Expected Optimal Time for the NMR Implementation of Shor's Algorithm for Factorising 15

TL;DR

This paper estimates the optimal execution time of Shor's algorithm on a quantum computer using NMR technology, highlighting the potential speedup over current implementations and proposing a new analysis method.

Contribution

It introduces a quantum brachistochrone-based Monte Carlo method to calculate expected optimal execution times for Shor's algorithm on NMR quantum computers.

Findings

Experimental NMR quantum computer takes ~1.59 seconds

Optimal time under same energy conditions is ~0.955 milliseconds

Expected time inversely proportional to energy variance

Abstract

In this paper, we briefly discuss the methodology for simulating a quantum computer which performs Shor's algorithm on a 7-qubit system to factorise 15. Using this simulation and the overlooked quantum brachistochrone method, we devised a Monte Carlo algorithm to calculate the expected time a theoretical quantum computer could perform this calculation under the same energy conditions as current working quantum computers.

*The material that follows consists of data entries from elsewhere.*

PR #1698, opened 2026-08-19
feat(validate): report requirements two active changes both claim

### LINKED ISSUE #1669: Overlap between open changes is invisible until one archives (parallel-merge plan, Phase 1)
## Summary

Two open changes can each be **individually valid** while claiming the same requirement. Nothing surfaces the collision until one of them archives — at which point the other author has already implemented against stale context and has to hand-merge.

This is the remaining half of the problem described in `openspec-parallel-merge-plan.md`. Phase 0 of that plan has shipped and works well; Phase 1 (the author-side reconciliation flow) has not. This issue proposes starting with the smallest useful slice of it.

## What already works (verified on `main`, `2826b88`)

Credit where due — the guardrail is solid. Change B authored against a pre-A base is caught in both places:

```console
$ openspec validate add-kilo --strict
✗ [ERROR] tools/spec.md: MODIFIED "Slash Command Configuration" omits scenario(s)
  the current spec still has: "Windsurf commands". Copy them into the MODIFIED block
  (a MODIFIED requirement replaces the whole block, so archive refuses to drop them).

$ openspec archive add-kilo --yes
tools MODIFIED failed for header "### Requirement: Slash Command Configuration" -
current spec contains scenario(s) not present in the modified block: "Windsurf commands".
Aborted. No files were changed.        # exit 1, spec untouched
```

No data loss, clear message, correct exit code. The failure mode in the plan doc's "Observed Failure Mode" section is closed.

## The gap

That check compares **one change against the current main spec**. It cannot see a collision between two *open* changes, because neither has landed yet.

Reproduction — both changes modify `Slash Command Configuration`, each correctly carrying the scenarios currently in the spec:

```console
$ openspec validate add-kilo --strict   # exit 0
$ openspec validate add-zed  --strict   # exit 0

$ openspec validate --changes --strict
✓ change/add-kilo
✓ change/add-zed

$ openspec list
Changes:
  add-zed      ✓ Complete    just now
  add-kilo     ✓ Complete    just now
```

Everything reports green. Whichever archives first wins; the second then hits the Phase 0 guardrail and must manually copy the winner's scenarios into its own MODIFIED block. The larger the requirement, and the more changes in flight, the more painful that hand-merge gets.

This matches what #1387 reported independently ("overlap between open changes is not visible at all"), and the root cause the plan doc names: a delta records only the *new* text of a MODIFIED requirement, with no record of the base it was derived from.

## Proposed slice 1: overlap reporting (read-only)

Report which requirements are claimed by more than one active change, before anything archives.

- For each active change, parse its delta specs (`parseDeltaSpec` already yields `added` / `modified` / `removed` / `renamed`) into a set of claimed `(specId, requirementName, operation)` tuples.
- Group by target, report any target claimed by 2+ changes.
- Reuse `normalizeRequirementName` so matching agrees with the validator and archive.

Deliberately conservative to start:
- **Read-only.** No file writes, no format change, no `meta.json`, no new delta syntax.
- **Advisory by default.** Overlap between open changes is legitimate and often intentional, so this should not fail `validate` out of the box. A `--strict`-style opt-in or a dedicated subcommand keeps it out of everyone's way until asked for.
- Surfaced as JSON too, so agents and CI can consume it.

Open question for maintainers: where does this belong — a flag on `openspec validate --changes`, a field on `openspec list --json`, `openspec doctor`, or its own subcommand? I'd lean toward its own read-only subcommand plus a JSON field, so nothing existing changes behavior.

## Proposed slice 2: `openspec change sync` (larger, separate)

Phase 1 of the plan doc: capture the base a delta was authored against, and 3-way merge the delta forward when the spec moves under it, with conflict markers when it can't be done automatically. This needs the base fingerprint the plan describes, so it's a real design conversation and should not be bundled with slice 1.

## Before I build anything

I have slice 1 working locally and am happy to open a PR, but I'd rather get a read on appetite and placement first — #1387 offered a working implementation of roughly this detection and hasn't had a reply, so I don't want to add another unreviewed PR to the pile.

Three questions:
1. Is overlap reporting something you want in core, or deliberately left to external tooling?
2. If yes, which surface — new subcommand, `validate` flag, `doctor` check, or `list --json` field?
3. Should slice 2 wait for a separate design issue, or is the plan doc's Phase 1 still the intended direction?

Happy to close this if it's already covered by roadmap work I can't see.

ryandemelo:
## What

`openspec validate --changes` (and `--all`) now reports requirements that more than one active change claims.

## Why

Every check we run compares a single change against the *current* main spec. Two changes converging on one requirement are therefore each individually valid — `validate --changes` prints `2 passed` — and the collision only becomes visible when the first one archives and the second starts failing, by which point its author has already implemented against a base that moved.

That failure is not new and nothing here changes it. #1246 is the canonical statement of it, and the scenario-drift guard closed the data-loss half — archive now aborts rather than silently dropping a scenario. What remains is timing: the abort lands on the second author, after their work shipped, over a requirement they never touched. This makes the collision visible before either change archives (#1669, #1387).

```
⚠ 2 requirements are claimed by more than one active change:
  colors: Widget colors (not in the main spec yet)
    adds-focus ADDED, adds-hover ADDED
  widgets: Widget state (in the main spec)
    adds-focus MODIFIED, adds-hover MODIFIED
Whichever of these archives second lands on a spec the first one changed; re-read it before archiving.
```

Each entry names the claiming changes, the operation each one applies, and whether the main spec holds that requirement today — two changes editing shared text is a different situation from two changes each proposing it. Rename deltas are reported at both ends: the old name collides with anyone editing it, the new name with anyone adding it.

## Deliberately no severity ranking

The obvious next step is to rank these — "this pair cannot both archive", "this pair has to go in one order". I built that and then removed it, and the reasoning is the part of this PR I would most like reviewed.

Deciding whether a given archive order aborts means reproducing the preconditions in `specs-apply.ts` — including the several cases it deliberately treats as already-synced rather than as collisions (a byte-identical re-ADD, a rename whose source is gone but whose target is present, a REMOVED whose target is already absent). A second copy of those rules here would be free to disagree with the code that does the writing. When I tested a ranked version against real archive runs, it did: it reported `conflict` for pairs that archive cleanly in either order, and in one case named the archive order that actually fails as the one to use.

A wrong verdict here is worse than no verdict, because it tells an author to rewrite a change that would have archived fine. Ranking wants one applicability check that `archive` and `validate` both call — related to #1112, where the same split already shows up as `validate` passing a MODIFIED whose target header does not exist and `archive` aborting on it later. This PR stays on the side of that line that cannot be wrong.

## Scope and safety

- Read-only, and exit-code neutral: overlap is often deliberate (a stacked pair, sequenced work), so it is information, never a verdict on a change. Every existing invocation exits exactly as it did.
- Runs only when changes are in scope, and is skipped entirely below two changes.
- Delta files are enumerated with the same `discoverSpecFiles()` walk `archive` and `specs-apply` use, so it sees exactly the files that will be applied — nested capability layouts included, nothing matched that archive would ignore.
- Scoped to the resolved root's `changesDir` and `specsDir`, so a `--store` run reads the store it selected rather than a path rebuilt from the project root.
- Any failure inside the scan is swallowed: the per-change validation running alongside it reports unreadable specs on its own path, and advisory output must never be the thing that fails a run.
- `--json` gains an `overlaps` array, present (possibly empty) whenever changes are in scope. `--report findings` (#1713) is a closed document carrying item findings only, so the scan is skipped on that path rather than computed and discarded, and its shape is untouched.
- Documented in `docs-lab/reference/cli.md`, the tree the docs site builds from, and `docs/agent-contract.md` §4.3, which `docs-lab/sources.md` keeps off-site as repo-side contributor documentation.

## Tests

27 unit + 8 end-to-end through the real CLI, covering grouping, rename both-ends, nested capability ids, store-scoped paths, the `--specs` and zero-change and single-change shapes, three claimants on one requirement, that `--report findings` keeps its own shape, and that an overlap never moves the exit code.

Full suite passes (5780). Rebased on `main` after #1835 and #1870, whose only overlap with this branch was two adjacent import lines.

## Summary by CodeRabbit

* **New Features**
  * `openspec validate` now reports requirements claimed by multiple active changes.
  * Overlap details include claiming changes, operations, main-spec presence, and rename conflicts.
  * JSON reports include an optional `overlaps` array when changes are in scope.
  * Overlap findings are advisory and do not affect validation exit codes.
  * JSON listings now identify nested directories and warnings; instruction application reports transitive missing prerequisites and non-blocking warnings.

* **Documentation**
  * Added guidance and examples for cross-change overlap reporting and JSON output.

Closes #1669


ryandemelo:
@clay-good rebased onto current `main`. Build, typecheck, lint and the full suite (5780) pass.

This opened before CONTRIBUTING.md asked for a change proposal ahead of feature code, but it is a feature and it has been in design review since. Would you like it as an `openspec/changes/` proposal PR first? Happy to write one. The part I would most want that review to settle is the one in the description: it reports overlap without ranking it, because ranking needs a second copy of archive's applicability rules (#1112).

Also saw your note on #1813 about the `status` field. This PR is set up for it: `detectChangeOverlaps` takes the change ids as an input, so moving from `getAvailableChanges()` to a status-aware predicate is one call site in `validate`.

ryandemelo:
Opened the change proposal for this as #1963, so the design can be reviewed on its own. This PR implements it as written; I'll keep it rebased and change it to match whatever the proposal review settles.

PR #1700, opened 2026-08-19
fix(guidance): teach the spec-inventory verb to generated guidance

### LINKED ISSUE #1689: Feedback: 1.9.0 deletes openspec/AGENTS.md (the auto-loaded spec index) but no generated skill ever surfaces 'openspec list --specs' — the spec inventory becomes unreachable by any path the tool teaches
OpenSpec 1.9.0. Measured across every OpenSpec-generated skill and command installed in one repo (.claude/skills/openspec-*, .claude/commands/opsx/*):

  openspec list --json      x 10   <- the CHANGE list, in every generated skill
  openspec validate --specs x  2   <- only inside the sync workflow
  openspec list --specs     x  0   <- the spec inventory appears NOWHERE

Two things happened in 1.9.0 that combine badly:

1. `openspec update` deletes `openspec/AGENTS.md`. That file described itself as "auto-loaded into agent context at session start" and carried the full spec index plus the change archive. It was the delivery mechanism for knowing what a project's specs already cover.

2. The skills generated as its replacement never name `openspec list --specs`.

The capability survives — all specs are intact and `list --specs` reaches them. The *delivery* does not, and neither does the vocabulary. `openspec list` defaults to changes; `--specs` is what lists the durable inventory.

## Why this is worse than a missing mention

An agent asked to "read the existing specs before starting work" reaches for `openspec list --json`, because that is the one enumeration verb every generated skill has taught it. It gets the in-flight change list, finds it plausible, and reports the step complete. The failure is not that the step is skipped — it is that the step *succeeds against the wrong object*, silently, and the archived specs are never seen.

`openspec context` does not fill the gap either; on a repo-local root it reports only the root itself ("No references declared; the working set is this root alone").

## Effect

The practical result is that a new session cannot reliably discover what a project already claims to do, which is the discipline the deleted file existed to enforce. In a repo with 43 specs, none of them are reachable by any instruction the tool itself provides.

## Suggestion

Have the generated skills name `openspec list --specs` wherever a workflow needs to know the existing capability surface — the Orient/explore step in particular. Alternatively, restore an auto-loaded index equivalent to what AGENTS.md provided. Either closes it; the current state teaches only the change list.

Reported from a downstream project that keeps its own doctrine version-agnostic about OpenSpec, so this was worked around by stating an obligation ("read the inventory of already-established specs, not the in-flight change list") without naming a command. That workaround only exists because the command is not in the generated vocabulary.

---
Submitted via OpenSpec CLI
- Version: 1.9.0
- Platform: darwin
- Timestamp: 2026-08-17T22:51:52.523Z

clay-good:
## Status

LGTM. Hardened at `762cca222` and ready for renewed human review. All CI checks pass; human approval is still required. Not merged.

## What was wrong

Generated guidance taught agents to enumerate active changes but never named `openspec list --specs`. Agents researching existing capabilities could inspect the change list instead, miss established requirements, and invent duplicate capabilities.

Further design review found that the proposed filtered read omitted scenarios, which can contain behavior absent from requirement summaries. Treating that overview as complete research could still lead to incorrect coverage decisions.

## How it was fixed

Explore and the spec-driven proposal/specs instructions now name the spec inventory and distinguish it from active changes. Agents use `openspec show "<spec-id>" --type spec --json --no-scenarios` for an overview, then read relevant specs in full with `openspec show "<spec-id>" --type spec` before deciding coverage or changes. Both reads retain the selected store.

Merged current main, resolved template parity conflicts, and removed two already-released changesets inherited from earlier stacked PRs.

## Replication / proof

- The original 7 guidance regressions fail against main. The added full-read regression fails against the previous PR head and passes with this correction.
- Reproduced scenario-only information loss using the existing `cli-show` spec; the raw read preserves its complete content.
- All 94 focused tests pass, including full and filtered reads across four root-selection modes, nested IDs, and same-named changes/specs.
- Build, lint, type checking, generated-skill parity, and release tracking pass.
- [CI](https://github.com/Fission-AI/OpenSpec/actions/runs/33202395400) passes on Linux, macOS, and Windows. Linux: 4,240 tests across 146 files.
- Two independent design reviewers found no remaining blockers after the correction; no unresolved review threads.

## Notes / nits

Low risk: guidance, documentation, and tests only. No CLI runtime, architecture, or workflow-permission changes. A structural comparison confirms artifact IDs, templates, generated paths, dependencies, and apply rules match main. One patch changeset remains.

An earlier local full-suite run encountered host-global MiniMax profile contamination and sandbox restrictions on HTTP fixtures. The profile failures reproduce on unchanged main and pass with an isolated user profile; all 48 version-check tests pass with local port permission. Clean CI passes the full suite without those local workarounds.

Closes #1689


clay-good:
Fixed in 68fb239a — both CodeRabbit findings were valid.

**Store qualifier.** The proposal instruction carried it; the modified-capability instruction did not, which was a real inconsistency rather than a style nit — a bare `openspec list --specs` reads the local inventory, so under a selected store it would confirm a capability path against the wrong root. All four sites that name the command (proposal instruction, modified-capability instruction, and both explore surfaces) now use the repo's existing wording: append `--store "<id>"` only for a registered standalone store.

**Test coverage.** Added, with one adjustment to the suggestion: a whole-body assertion would have been vacuous here, because every explore body already contains that phrase in its unrelated capture steps — the guard would stay green with the qualifier dropped from the new passage. The new case scopes the check to the passage that names the command. Verified it bites: stripping the qualifier from the specs instruction fails it, restoring it passes.

Full suite re-run after the change: 3973 passed, same 2 pre-existing local-only failures that are green on CI.

TabishB (dismissed):

alfred-openspec (dismissed):
Reviewed at 80b9031e. The generated guidance now separates changes from the spec inventory and carries the selected Store through list and show, with real CLI coverage across local, explicit, declared, and default roots. Full CI is green.

clay-good:
Merged `main` (was conflicting) and removed a legacy-tree docs edit.

**Conflict.** Only `test/core/templates/skill-templates-parity.test.ts`, and only hashes. Regenerated with `node scripts/regen-parity-hashes.mjs` rather than hand-picking a side; three explore entries moved (`getExploreSkillTemplate`, `getOpsxExploreCommandTemplate`, `openspec-explore`), and the shipped `skills/` mirror regenerated with no further drift.

**Dropped the `docs/cli.md` edit.** `docs-lab/README.md` makes `docs-lab/` canonical and the old `docs/` tree legacy. `docs-lab/reference/cli.md` already documents `--store <id>` for both `openspec list` (line 414) and `openspec show` (line 489), so those two rows were a third copy in a stale tree. No `docs-lab/` change is needed here, so this PR needs no extra `@TabishB` docs review.

The PR is now source and tests only. Verified at the pushed head: `tsc --noEmit` clean, 4,429 tests pass, and the only 2 failures also fail on a clean `main` checkout in this sandbox (`artifact-workflow` Cursor-skills, `config-profile` PATH resolution).

alfred-openspec (changes requested):
The implementation and focused tests look good at 7d722f316d, but the release note is stale. .changeset/teach-spec-inventory-verb.md still says docs/cli.md now documents --store on list and show, while this head deliberately removed that legacy-tree edit and the current PR diff does not change docs/cli.md. Please remove or rewrite that sentence so the published changelog does not claim a documentation change this PR does not make.

clay-good:
@alfred-openspec Fixed in `3ddad9614`. The claim was stale and you are right that it would have shipped a false line in the changelog.

The sentence is removed rather than repointed, because there is no documentation change left to announce anywhere: I dropped the `docs/cli.md` edit precisely because `docs-lab/reference/cli.md` already documented `--store <id>` on both `openspec list` (line 414) and `openspec show` (line 489), so this head changes no docs at all. `git diff origin/main...HEAD --name-only` is now the changeset, `schemas/spec-driven/schema.yaml`, the explore skill and template, and three test files.

The rest of the note still describes what the PR does, and this PR needs no `@TabishB` docs review.

alfred-openspec (approved):
Reviewed 3ddad96148. The stale docs/cli.md claim is removed, the implementation remains unchanged from the previously verified head, and current CI is green.

PR #1712, opened 2026-08-22
fix(archive): preserve requirement order when renaming

Marzx13:
**Risk: low-medium.** Archive output order changes only when a requirement is successfully renamed. Validation, collisions, transaction boundaries, and other operation ordering are unchanged.

## What was wrong

Renaming deleted the requirement's old map key and inserted the new key. Recomposition then treated the renamed block like a new addition and moved it to the end.

For example, renaming `Beta` in `Alpha, Beta, Gamma` produced `Alpha, Gamma, Beta Prime`, creating unrelated archive diff churn.

## What changes

A successful rename now updates a parallel positional key for the parsed requirement's source slot. The original parsed block remains available for loss attribution, the same slot follows multiple and chained renames, and genuinely added requirements still append as before.

## Why it's safe

- Existing normalized-name lookup, collision, and already-applied checks are unchanged.
- The change is in-memory until the existing transactional archive write path succeeds.
- Rename-plus-modify still resolves through the renamed key.
- The original parsed block remains available to attribute absorbed-tail warnings correctly after rename-plus-modify.
- Rename-only still carries the complete raw block, including absorbed authored tails.
- No other parser, validation, formatting, or operation-precedence behavior changes.

## Proof

- 12-case release/main/candidate matrix: first/middle/last, multiple, chained, rename-plus-modify, case/whitespace, foreign-tail, CRLF, already-applied, and collision controls.
- Focused archive and salvage suites: 205 passed, 24 skipped.
- Full suite: 4,012 passed, 67 skipped.
- Build, TypeScript, lint, and `git diff --check` pass on Windows.

Compatibility note: requirement order is not normative, but consumers that relied on renamed requirements moving to the tail will now see stable source order. This PR does not define semantic ordering or change general serialization policy.

A patch changeset records the user-visible archive ordering fix.

🤖 Generated with Codex (GPT-5).

## Summary by CodeRabbit

* **Bug Fixes**
  * Requirement renames now preserve the original block order, including chained and multiple renames.
  * Rename-and-modify operations correctly handle removed trailing content and warning attribution.
  * Rename collisions are detected safely without altering or archiving affected specifications.
  * Archive operations preserve trailing content and source-order relationships.

* **Tests**
  * Added coverage for rename ordering, collisions, chained renames, modifications, re-additions, and warning behavior.

### DIFF
--- a/.changeset/calm-otters-order.md
+++ b/.changeset/calm-otters-order.md
@@ -1,0 +1,5 @@
+---
+'@fission-ai/openspec': patch
+---
+
+archive: preserve a requirement's original position when renaming it instead of moving the renamed block to the end of the spec.
--- a/src/core/specs-apply.ts
+++ b/src/core/specs-apply.ts
@@ -371,11 +371,13 @@ export async function buildUpdatedSpec(
   for (const block of parts.bodyBlocks) {
     nameToBlock.set(normalizeRequirementName(block.name), block);
   }
+  // Keep source blocks immutable for loss attribution. This parallel key list
+  // carries only positional identity as renames change lookup keys.
+  const orderedKeys = parts.bodyBlocks.map((block) => normalizeRequirementName(block.name));
 
   // Apply operations in order: RENAMED → REMOVED → MODIFIED → ADDED
   // RENAMED
   let renamedApplied = 0;
-  const renamedTargets = new Map<string, string>();
   for (const r of plan.renamed) {
     const from = normalizeRequirementName(r.from);
     const to = normalizeRequirementName(r.to);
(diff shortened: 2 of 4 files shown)


clay-good (dismissed):
Status: LGTM.

What was wrong: successful RENAMED operations changed Map insertion order, so recomposition moved renamed requirements to the end and created unrelated archive diff churn.

How it was fixed: the merge now keeps lookup keys separate from positional keys, updates the source slot through direct and chained renames, and preserves the original block for foreign-tail loss attribution. Adds still append; collision and transaction behavior are unchanged.

Replication / proof: the focused archive and salvage suites pass (229/229), including first/middle/last, multiple and chained renames, rename-plus-modify, re-add, foreign-tail attribution, and collision rollback. Build and lint pass locally. The exact head commit is based on current main, is mergeable, and all required GitHub checks pass across Linux, macOS, and Windows.

Notes / nits: no blocking findings. No branch update or extra patch was needed; current main is already the PR base.

clay-good (approved):

PR #1716, opened 2026-08-22
fix(explore): require explicit confirmation before writing files

### LINKED ISSUE #1715: Explore skill: agent modified workspace files without an explicit capture request
## Summary

While running the `openspec-explore` skill, the agent made real workspace changes
(created a project-local schema under `openspec/schemas/<name>/` and switched
`schema:` in `openspec/config.yaml`) without the user ever asking it to capture
or implement anything. The user had only answered the agent's clarifying
questions about a possible design; the agent treated those answers as a
go-ahead and started writing files.

## What happened

1. User invoked the explore skill to discuss adding a custom artifact to the workflow.
2. Agent investigated and presented options plus a few clarifying questions, ending
   with "if we agree on these points, I can build the schema right here".
3. User answered the questions (artifact name, dependency placement, etc.) -
   without saying "do it", "create it", or invoking propose/new-change.
4. Agent immediately forked/created a project schema, wrote templates, and edited
   `openspec/config.yaml` to switch the project to the new schema.

## Expected

In explore mode the agent should stay read-only until the user explicitly asks to
capture something. Answering clarifying questions is not consent to write files.
Expected flow: agent summarizes the agreed design and asks "want me to create it?"
(or tells the user to run propose / new change), then acts only on explicit
confirmation.

## Why the current skill text allows this

The skill's guardrails almost cover this case, but leave two gaps:

- "You MAY create OpenSpec artifacts (proposals, designs, specs) if the user asks"
  - "if the user asks" is easy for a model to over-interpret: answering design
  questions reads like an implicit ask. There is no requirement for an explicit,
  separate confirmation immediately before the first write.
- The guardrails only mention change artifacts and application code. Files like
  `openspec/config.yaml` and `openspec/schemas/**` (workflow configuration) are
  not covered by either "don't implement" or "don't auto-capture", so the agent
  can conclude they are fair game.

## Suggestion

Strengthen the explore skill guardrails, e.g.:

- "Before your first write of ANY file (change artifacts, specs, `config.yaml`,
  `openspec/schemas/**`, anything else), ask a direct yes/no question and wait
  for explicit confirmation in a separate user message. Answers to design or
  clarifying questions are never consent to write."
- Extend "Don't implement" to explicitly include workflow configuration:
  schemas, templates, and `config.yaml` edits count as changes, not thinking.

## Environment

- OpenSpec CLI 1.10.0, skills installed via `.agents/skills/openspec-*`
- Agent: Cursor (Claude), Windows 11

aymanxdev:
## Status

LGTM. The write-confirmation contract is scope-bound, generated output is in parity, and CI is green.

## What was wrong

Explore allowed OpenSpec artifacts “if the user asks,” which could let an agent mistake answers to its own design questions for consent to write. Workflow configuration such as schemas, templates, and `openspec/config.yaml` was also not clearly classified as implementation work.

## How it was fixed

Both Explore delivery surfaces now:

- allow read-only commands and tools without confirmation;
- require a direct yes/no question before the first write-capable action;
- name the artifacts or files and proposed changes before asking;
- accept confirmation only in a separate user message;
- limit confirmation to the described scope and ask again before expanding it;
- allow creating or updating OpenSpec change artifacts only within that confirmed scope;
- keep workflow configuration and application-code changes outside Explore mode.

The committed `openspec-explore` skill was regenerated from the source template and parity hashes were refreshed.

## Replication / proof

- Explore template and generated-skill tests: 40/40 passed.
- Build and lint pass.
- GitHub checks are green.
- Regression assertions cover read-only access, separate confirmation, named scope, scope expansion, workflow configuration, and source/generated parity.

## Notes / nits

This changes prompt behavior only. It does not alter CLI write paths or grant Explore permission to implement application code.

Closes #1715


clay-good (approved):

aymanxdev:
Thanks @clay-good ⭐

PR #1731, opened 2026-08-28
fix(workflows): stop reading schema from list output

runsonmypc:
## Status

LGTM for human review. The PR is mergeable; required review and new-head checks remain.

## What was wrong

Change pickers labeled custom schemas `spec-driven` because `openspec list --json` has no schema field. Bulk archive could also call a sync skill absent from a custom profile (related: #919).

## How it was fixed

Pickers show only list fields; schema comes from `status` after selection. Bulk archive performs the spec merge inline when sync is unavailable. The skill and command paths retain the same included and excluded delta rules.

## Replication / proof

The original picker regressions fail before the fix and pass now. Build, type check, lint, and 46 focused workflow tests pass. The local full suite passed 5,729 tests and had 23 failures in five unrelated files, including global tool state and restricted network listeners. The 51 socket tests pass outside the sandbox.

## Notes

No issue specifically reports the picker mismatch. No docs page or CLI behavior changes. Not merged.

## Summary by CodeRabbit

* **Bug Fixes**
  * Change-selection prompts no longer show inaccurate or fabricated schema labels.
  * Update, continue, bulk archive, and explore workflows now display only change details available from listings.
  * Custom-schema task statuses and completion states are reported without invented schema fields.
  * Bulk archive can continue with an inline specification merge when the sync workflow is unavailable.

* **Documentation**
  * Updated workflow guidance to match the corrected change-listing details and optional sync behavior.


alfred-openspec (dismissed):
The workflow pickers now use only fields actually returned by list JSON, while schemaName remains correctly sourced from status after selection. Skill and command variants, custom-schema states, generated parity, and CI coverage look complete.

alfred-openspec (approved):
Reviewed the current head. Looks good.

alfred-openspec (dismissed):
Re-reviewed the current head after the mainline merges. The list/status field contract and custom-profile bulk-sync fallback remain coherent, with focused suites passing (72 tests).

alfred-openspec (approved):
Re-reviewed the current head after merging main and regenerating parity hashes. The list/status contract and custom-profile fallback remain intact, and focused suites pass (73 tests).

alfred-openspec (approved):
Re-reviewed the current head. The post-merge test fix correctly resolves optional-workflow blocks through the production template entry points, while preserving the installed-sync assertions. The focused suites pass (81 tests), diff checks are clean, and the full hosted matrix is green.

We found that, experimentally, a nuclear magnetic resonance quantum computer would take $1.59 \pm 0.04$ s to perform our simulated computation, whereas the expected optimal time under the same energy conditions is $0.955 \pm 0.004$ ms. Moreover, we found that the expected time is inversely proportional to the energy variance of our qubit states (as expected). Finally, we propose this theoretical method for analysing the time-efficiency of future quantum computing experiments.